***** Supplied entries *****

Issue #327, opened 2016-09-18
Selecting multiple sub-folders/tags to view notes in all of these sub-folders/tags


Maboroshy:
There's a multiple selection available for tags and sub-folders but it's not connected to the note list. 

I think that selecting multiple sub-folders/tags should show a list of all notes for them in note list pane. It's logically expected behaviour and also a cool feature to have.

Can't say I really do need it personally, but that may open some interesting note grouping possibilities for guys with many notes.

pbek:
Currently there only can be one "selected tag" or "selected subfolder" and a lot of pieces of code depend on that selection in their operation. I don't think how wise it would be to mingle with that. It would be an awesome amount of work for sure...

Is there a use case for such a scenario?

Maboroshy:
My user case:
I was rearranging notes migrating to sub-folder structure and wanted to move all notes with several tags to specific sub-folder. Logically I've tried to select multiple tags with no avail. So I had to go through each tag, select all notes and move them with context menu. 

With proposed feature that would be N times faster, with N = number of tags. 

But this feature is not something I'd use on a daily or maybe even weekly basis.

livmion:
Hi all,

Actually that’s my typical way to use tags and how it works in other similar softwares, like Zotero or Zim. I use them in my daily work and I think this would be very useful to help finding the right note refered specifically to a sub-subject between many others with a similar thema.

bepolymathe:
Hello,

I agree with that. I often search for notes that mix several criteria (meeting + david + barcelona) ... To do this by selecting several tags would be great to find the right note.
In my case, this would be a daily use

milan-rusev:
+1 for that. It would be awesome to show the notes from all selected tags and all selected folders.

SuryaLuna:
:+1:  !!! PLEASE implement this :-)
I have the hope, that I found with QOwnNotes a software which fits my need almost completely, it's great!- but without this feature, the software would be useless for me...
Thanks a lot in advance :-)
(I need it especially for the tags)

iolivier87:
I need this feature too. Displaying matches between subtags and subfolders is very important to me.
I'm waiting for it impatiently in order to use QOwnNotes !
Thanks

zorglups:
Oh yes !
Please let me select tags 'a' and 'b' to show only the notes that do have BOTH tags 'a' AND 'b'.
This makes the tag meaningful and allow a really powerful search approach (ala taglocity).

pbek:
[...]

PR #1463, opened 2019-11-27
Add multiple folder selection to view notes in all selected folders[WIP]

Waqar144:
- Initial commit.

#327

### DIFF
--- a/src/mainwindow.cpp
+++ b/src/mainwindow.cpp
@@ -9673,6 +9673,13 @@ void MainWindow::on_noteSubFolderTreeWidget_currentItemChanged(
         QTreeWidgetItem *current, QTreeWidgetItem *previous) {
     Q_UNUSED(previous)
 
+    auto items = ui->noteSubFolderTreeWidget->selectedItems();
+    //if multiple items are selected, we just set the last selected
+    //as active and return;
+    if (items.size() > 1) {
+        return;
+    }
+
     if (current == nullptr) {
         return;
     }
@@ -9698,6 +9705,43 @@ void MainWindow::on_noteSubFolderTreeWidget_currentItemChanged(
     }
 
     reloadTagTree();
+}
+
+void MainWindow::on_noteSubFolderTreeWidget_itemSelectionChanged()
+{
+    auto items = ui->noteSubFolderTreeWidget->selectedItems();
+    //if no items selected
+    if (items.count() < 1) {
+        return;
+    }
+
+    QList<int> noteSubFolderIds;
+    QList<int> noteIdList;
+    //get all the folder ids
+    Q_FOREACH(QTreeWidgetItem *item, items) {
+        noteSubFolderIds << item->data(0, Qt::UserRole).toInt();
+    }
+
+    // get the notes from the subfolders
+    Q_FOREACH(int noteSubFolderId, noteSubFolderIds) {
+        // get all notes of a note sub folder
+        QList<Note> noteList = Note::fetchAllByNoteSubFolderId(
+                    noteSubFolderId);
+        noteIdList << Note::noteIdListFromNoteList(noteList);
+    }
+
+    QTreeWidgetItemIterator it(ui->noteTreeWidget);
+
+    while (*it) {
+        // hide all notes that are not in selection
+        if (!noteIdList.contains((*it)->data(0, Qt::UserRole).toInt())) {
+            (*it)->setHidden(true);
+        } else {
+            (*it)->setHidden(false);
+        }
+
+        ++it;
+    }
 }
 
 /**
--- a/src/mainwindow.cpp
+++ b/src/mainwindow.cpp
@@ -5176,11 +5176,12 @@ void MainWindow::filterNotes(bool searchForText) {
         filterNotesByNoteSubFolders();
     }
 
+    filterNotesByMultipleNoteSubFolders();
+
     // moved condition whether to filter notes by tag at all into
     // filterNotesByTag() -- it can now be used as a slot at startup
     filterNotesByTag();
 
-    filterNotesByMultipleNoteSubFolders();
 
     if (searchForText) {
         // let's highlight the text from the search line edit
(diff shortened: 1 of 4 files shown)


src/mainwindow.cpp
```diff
@@ -9700,6 +9707,43 @@ void MainWindow::on_noteSubFolderTreeWidget_currentItemChanged(
...
+                    noteSubFolderId);
+        noteIdList << Note::noteIdListFromNoteList(noteList);
+    }
+
+    QTreeWidgetItemIterator it(ui->noteTreeWidget);
+
+    while (*it) {
+        // hide all notes that are not in selection
+        if (!noteIdList.contains((*it)->data(0, Qt::UserRole).toInt())) {
+            (*it)->setHidden(true);
```
pbek: You cannot simply show or hide notes in the list. Don't forget about everything MainWindow::filterNotes() does! :smile:

Waqar144: Really? :thinking: 
But it does hide notes, and shows the ones from the selected folders :thinking: 
I don't know the implications this will have for all other modules though and the side effects...

`MainWindow::filterNotes()` would require a lot of changes to work with multi folder selection, right? or maybe I didn't understand you

pbek: You can always for example also search for text at the same time, working with `MainWindow::filterNotes()` is mandatory or you will immediately get bug reports. :grimacing:

pbek: Your new filters need to be part of the `MainWindow::filterNotes()` filtering process.

Waqar144: > You can always for example also search for text at the same time, working with `MainWindow::filterNotes()` is mandatory or you will immediately get bug reports. grimacing

I just tried this.
Multi select + search in noteTreeWidget. Works, but if you delete the searched text, the selection isn't retained.

Waqar144: > Your new filters need to be part of the `MainWindow::filterNotes()` filtering process.

Ok, let me try this.

Waqar144: Yes, Now its working much better I think

pbek: and if someone changes the search text after you selected note sub-folders? :grin:

Waqar144: :grimacing: 
The notes aren't getting filtered

Waqar144: Ok, so now the filtering is working with multi folder selection

pbek: Searching for text seems to work, but if I also select a tag than no notes are shown if more than one sub-folder was selected.

pbek: And if multiple sub-folders are selected then only the notes from the selected sub-folders are shown, not also their sub-folders (if the "including sub-folders" checkbox is checked in the settings)

Waqar144: > And if multiple sub-folders are selected then only the notes from the selected sub-folders are shown, not also their sub-folders (if the "including sub-folders" checkbox is checked in the settings)

Yes, I didn't do that because I thought the user might only want to see notes from the selected folder and note the subfolders too :thinking: 
Ok then, I will enable this if 'including-subfolders' is checked

> Searching for text seems to work, but if I also select a tag then no notes are shown if more than one sub-folder was selected.

Yes. That is not done yet. This is for round 2. :grin: 

Round 2 beings now.

Waqar144: Notes of subfolders are now also visible if show recursive setting is on.

Tags are working, but not as well as they should.
Tag count doesn't get updated for multiple folders.

The only way to fix that would be.. to modify `NoteSubFolder` class to take account of 'multiple-active-note-subfolders` and have another option like `isMultipleActive`

What do you think?

pbek: > Notes of subfolders are now also visible if show recursive setting is on.

https://imgur.com/a/ESYI0w7

With `Ctrl + Click` I was able to remove a selected sub-folder but the not the notes from the still selected sub-folder was shown. (there should be shown 15 notes in the end)

pbek: > Tags are working, but not as well as they should.

https://imgur.com/a/03QgQVq

Doesn't work for me, one sub-folder and one tag selected shows one note. when I add a 2nd sub-folder to the multi-selection no notes are shown

> Tag count doesn't get updated for multiple folders.

that would be ok for me, we can just note that limitation. of course if you also want to fix that you are free to do so, would save us the bug-report handling :laughing:

Waqar144: > Doesn't work for me, one sub-folder and one tag selected shows one note. when I add a 2nd sub-folder to the multi-selection no notes are shown

Yes, that's because when you click the second folder, that folder becomes active and since the second folder has  no associated tags with 'art', no notes are shown.

Tag only fetches notes for a certain selected folder at a time, right?
 
> > Tag count doesn't get updated for multiple folders.
> 
> that would be ok for me, we can just note that limitation. of course if you also want to fix that you are free to do so, would save us the bug-report handling laughing

Waqar144: Alright, tags are now working quite well I think

pbek: > Alright, tags are now working quite well I think

clicking on tags *after* selecting multiple su-folders doesn't seem to reduce the amount of notes shown in the note list :grin:

Waqar144: Ah Yes. Ok let me fix that.

pbek: > clicking on tags after selecting multiple sub-folders doesn't seem to reduce the amount of notes shown in the note list

I still have that issue.

Waqar144: Can you make a small vid like before?

Waqar144: Do you maybe have the 'recursive tagging' setting on? 🤔

Waqar144: Peek-2019-11-30-12-11

Waqar144: Please say something here too :grin:

pbek: Need more time to test that again, maybe tomorrow. I'm out the whole day today. 😬

Waqar144: Alright :grin:

pbek: > Do you maybe have the 'recursive tagging' setting on? thinking

yes

https://imgur.com/a/7cr6b2a

Multiple sub-folders selected. Clicking on tags didn't change the note list.

pbek: I am sorry, I tested one more time and didn't have the issue, I guess tray icon support shot me in the leg (an old version of the app may not have been closed). :grimacing:

Waqar144: Cool. One more feature down. :1st_place_medal: :grin:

*****

▸ Activity
Above are the records; copy each line from them that includes the string "searchForText".

▸ Solution below
@@ -5176,11 +5176,12 @@ void MainWindow::filterNotes(bool searchForText) {
     if (searchForText) {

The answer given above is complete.